Is the following proof valid?
preliminaries:
Define a step function as any function that can be written as:
$x = \sum_i^m \lambda_i f_i$
where $f_k = 1$ on $[a_k, b_k)$ and $0$ elsewhere (the “characteristic function” of that interval)
the proof
Let $f$ be a step function. If it has only one representation, say $\sum_i^n \lambda_i f_i$, then clearly the integral can take only one value:
$\int f = \sum_i^n \lambda_i (b_i - a_i)$
If there is not a unique representation, then any two representations $\sum_i^l a_i f_i$ and $\sum_i^m b_i f_i$ can be written as the basic representation, $\sum_i^n c_i f_i$.
So we have
$\sum_i^l a_i f_i = \sum_i^n c_i f_i = \sum_i^m b_i f_i$
And
$\int f = \int \sum_i^l a_i f_i = \int \sum_i^n c_i f_i = \int \sum_i^m b_i f_i$
The point of this exercise is to explain why defining the integral of a step function $f:=\sum_{i=1}^l a_i \chi_{A_i}$ with respect to measure $\mu$ as $$\int f\,d\mu:=\sum_{i=1}^l a_i \mu(A_i)\tag1$$ doesn't lead to inconsistency. If $f$ can be written also as $\sum_{j=1}^m b_j\chi_{B_j}$, where the $B_j$'s might differ from the $A_j$'s and the $b_j$'s might differ from the $a_i$'s, and maybe $m\ne l$, the definition would state that the integral of $f$ is now $\sum_{j=1}^m b_j\mu(B_j)$. How do we know that this second number is the same as (1)? The concept of integral is not well-defined if formula (1) yields different numbers for two functions that are equal (pointwise).
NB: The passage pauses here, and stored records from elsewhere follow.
PR #312, opened 2021-09-15
Initial object file xmls

Thar0:
---

Adds an automatically generated xml for every object file. I also went through and cleaned up some things manually. In particular I added things that weren't detected automatically to the keep files and the link objects. There are still a lot of things that were not caught, mostly textures referenced only from code and structures we as of yet know little to nothing about, and there may be the occasional mis-identification. Symbols from objects have not yet been introduced into code, this should be done on an individual basis, either when the object's contents are being documented or otherwise.


Makefile
```diff
@@ -282,8 +285,13 @@ build/src/libultra/libc/llcvt.o: src/libultra/libc/llcvt.c
 	@$(OBJDUMP) -d $@ > $(@:.o=.s)
 
 # Build C files from assets
+
+assets/%.c: assets/%.xml
+	$(ZAPD) bsf -eh -i $< -o $(dir $<)
+	$(CC) -c $(CFLAGS) $(MIPS_VERSION) $(OPTFLAGS) -o build/$(@:.c=.o) $@
```
AngheloAlf, line 291: Is this necessary?

Makefile
```diff
@@ -282,8 +285,13 @@ build/src/libultra/libc/llcvt.o: src/libultra/libc/llcvt.c
...
+
 build/%.inc.c: %.png
-	$(ZAPD) btex -eh -tt $(lastword ,$(subst ., ,$(basename $<))) -i $< -o $@
+	$(ZAPD) btex -eh -tt $(subst .,,$(suffix $*)) -i $< -o $@
```
AngheloAlf, line 294: What is this doing?

tools/warnings_count/warnings_setup_current.txt
```diff
@@ -0,0 +1,9 @@
+WARNING: Intersection detected from 0x000968:0x000A10 (object_gi_reserve01_DL_000968), conflicts with 0x000990 (object_gi_reserve01_Blob_000990)
+WARNING: Intersection detected from 0x000990:0x000A10 (object_gi_reserve01_Blob_000990), conflicts with 0x0009B8 (object_gi_reserve01_Blob_0009B8)
+WARNING: Intersection detected from 0x0009B8:0x000A10 (object_gi_reserve01_Blob_0009B8), conflicts with 0x0009E0 (object_gi_reserve01_Blob_0009E0)
+WARNING: Intersection detected from 0x0009E0:0x000A10 (object_gi_reserve01_Blob_0009E0), conflicts with 0x000A08 (object_gi_reserve01_Blob_000A08)
+WARNING: Intersection detected from 0x0080F0:0x008108 (object_link_boy_DL_0080F0), conflicts with 0x008100 (object_link_boy_DL_008100)
+WARNING: Intersection detected from 0x01DB40:0x01DB88 (object_link_child_DL_01DB40), conflicts with 0x01DB60 (object_link_child_DL_01DB60)
+When processing file assets/xml/scenes/Z2_SECOM/Z2_SECOM.xml: in input binary file Z2_SECOM, offset 0x001920:
+	[97mTextureCyclingParams::DeclareReferences:[0m[95m warning: [0m[97mTexCycle declared here points to unknown texture at address 0x020047F0. Please declare the texture in the XML to use the proper symbol.
+[0m
```
AngheloAlf, line 9: There is no way to prevent those warnings? Those look very easy to fix tbh

Thar0: All but the last are due to ZAPD bugs.
All of the `object_gi_reserve01` are because of `SPBranchList` stuff, there are no real intersections there, ZAPD just doesn't know where to stop.
Ditto for the `object_link_boy` one.
Ditto for the `object_link_child` one.
The scene one I can look into fixing, I initially didn't since this is a PR for objects.

Makefile
Thar0: Presumably it does the exact same thing, extract the texture format from the filename. I updated it with the version used in OoT.

Makefile
Thar0: It re-extracts if the xml is touched, which is present in OoT, so I figured it would be good to bring over.

tools/warnings_count/warnings_setup_current.txt
EllipticEllipsis: The scene one is fixed in the ZAPD update PR anyway.

Makefile
AngheloAlf: But assets aren't being extracted by running `make`, those are being extracted by `extract_assets,py`.
I feel like that is something old that nobody has deleted in OoT

Thar0: The point is that this rule does extract by running `make`, if any xmls have changed since last setup. I think this can be useful in object decomp. As for whether it's old in OoT I have no idea, and someone from OoT will need to chime in on this and clarify the position of this make rule.

AngheloAlf: In all the time I worked in object decomp for OoT it never worked, I always needed to run `extract_assets.py`
Also, the current `extract_assets.py` only extract XML that has been changed since last extraction, so I don't see the point.

tools/warnings_count/warnings_setup_current.txt
```diff
@@ -0,0 +1,3 @@
...
```
AngheloAlf, line 3: Does this warning still persists?

tools/ZAPD/ZAPD/BuildInfo.h
```diff
@@ -0,0 +1 @@
+const char gBuildHash[] = "dc190122";
```
AngheloAlf, line 1: This file shouldn't be commited to the repo, it is autogenerated.

tools/ZAPD/ZAPD/ZAPD.vcxproj
```diff
@@ -305,6 +305,9 @@ python3 ZAPD/genbuildinfo.py</Command>
   <ItemGroup>
     <None Include="packages.config" />
   </ItemGroup>
+  <ItemGroup>
+    <None Include="packages.config" />
+  </ItemGroup>
```
AngheloAlf, line 310: This looks like something went wrong in the merge
```suggestion
  <ItemGroup>
    <None Include="packages.config" />
  </ItemGroup>
```

tools/ZAPD/ZAPD/ZAPD.vcxproj.filters
```diff
@@ -506,4 +506,7 @@
   <ItemGroup>
     <None Include="packages.config" />
   </ItemGroup>
+  <ItemGroup>
+    <None Include="packages.config" />
+  </ItemGroup>
```
AngheloAlf, line 511: Same here
```suggestion
  <ItemGroup>
    <None Include="packages.config" />
  </ItemGroup>
```

AngheloAlf (approved):

hensldm (approved):
Didn't go over each xml, but overall everything looks good.

Kenix3 (approved):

Your proof needs improvement because it has to consider the possibility that the second representation might not involve the $f_i$'s that appear in the first representation. As for the idea of a 'basic' representation, you need to explain why we can always find such a thing. And it remains to prove why the definition of the integral yields the same number for this basic representation as it does for the other two representations. It is not enough to say "these functions are equal, therefore their integrals are equal": this statement is what you are being asked to prove.